Dictionary.com defines homophobia as unreasoning fear of or antipathy toward homosexuals and homosexuality. The key word that jumps out to me is unreasoning. History will show that any period in which a country or group of people have unreasoning principles or fear of another group or culture, conflict emerges and rights are violated. Think about the Holocaust or slavery in America. Both dominating groups in those instances had an unreasoning fear of the dominated groups. This fear drove policy, practice and, in both instances, created misguided prejudices, stereotypes, and discrimination for surviving generations. Unreasoning fear has no place in any society.

Why Homophobic?

The short answer is I don’t know. Maybe that’s why the definition includes unreasoning fear because it can’t be reasonably explained. As a heterosexual man, I can say that I don’t understand being attracted sexually to another man. At the same time, do I have to disrespect, discriminate, or fear someone because they do? Is homosexuality a disease I may catch if I associate with someone who is gay? I know these are rhetorical questions but, apparently there are some misguided people whose fear is based on naïve and unfounded beliefs. Do we all have to be alike to be accepted? Rhetorical again, but necessary for thought.

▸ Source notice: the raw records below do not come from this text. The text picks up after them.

PR #145, opened 2019-03-29
Fixes #124. Loudly print compile/run errors to the console.

### LINKED ISSUE #124: Clean up CLI output
* Remove all console logs that aren't in CLI package
* Make sure that all CLI commands have meaningful preamble/postamble
* Make sure that any errors hidden in JSON graphs are loudly printed out

BenBirt:
Also: 
- Suggest commands when the user requests a non-existent one.
- Use nice output colours where useful.
- Require strict command setting.
- Set script name so that help output reads cleanly.

### DIFF
--- a/cli/index.ts
+++ b/cli/index.ts
@@ -6,6 +6,7 @@ import * as chokidar from "chokidar";
 import * as fs from "fs";
 import * as path from "path";
 import * as yargs from "yargs";
+import { dataform } from "df/protos";
 
 const RECOMPILE_DELAY = 2000;
 
@@ -212,7 +213,7 @@ createYargsCli({
     {
       format: "build [project-dir]",
       description:
-        "Build the dataform project. Produces JSON output describing the execution graph.",
+        "Build the dataform project, using the current state of the configured warehouse to compute final SQL.",
       positionalOptions: [projectDirMustExistOption],
       options: [
         fullRefreshOption,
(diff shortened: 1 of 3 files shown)


cli/index.ts
```diff
@@ -110,21 +122,30 @@ createYargsCli({
...
+        result.filesWritten.forEach(file => console.log(file));
+        if (result.installedNpmPackages) {
+          console.log(commandOutputFmtString, "NPM packages successfully installed.");
+        }
+      }
     },
     {
       format: "compile [project-dir]",
       description:
         "Compile the dataform project. Produces JSON output describing the non-executable graph.",
```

African-American Male Homo-foe-bia

The preceding sections spoke to homophobia in general. However, when it’s thought about from an African-American male perspective, it grows in intensity. Why? Well, historically in this country African-Americans have been marginalized socially. In part to some of that unreasonable fear mentioned earlier. As a result of centuries of marginalization, discrimination, and outright violence, we have developed a bit of an unconscious inferiority complex. Consequently, instead of identifying with other marginalized groups, like homosexuals, we have used their plight as a platform for attempting to elevate ourselves. In short, it’s the crabs-in-a-barrel syndrome applied to group dynamics.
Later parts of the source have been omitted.